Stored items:
PR #302, opened 2021-01-06
fixed typo in git commands; added additional information for working …

bianchini88:
…with jekyll. Note: the procedure is not compatible with the new version of ruby (3.0.0)

### DIFF
--- a/pages/contribute/working_with_git.md
+++ b/pages/contribute/working_with_git.md
@@ -26,8 +26,7 @@ NOTE: if you already did these steps in the past, start from the `git fetch upst
     ```
 - Create a new branch named after your feature/edit.
     ```
-    git branch -b 'FEATURE_NAME'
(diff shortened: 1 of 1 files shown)


bedroesb:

**Task requirements:**
Copy every line of the data where "contribute" is found.

**Written solution:**
--- a/pages/contribute/working_with_git.md
+++ b/pages/contribute/working_with_git.md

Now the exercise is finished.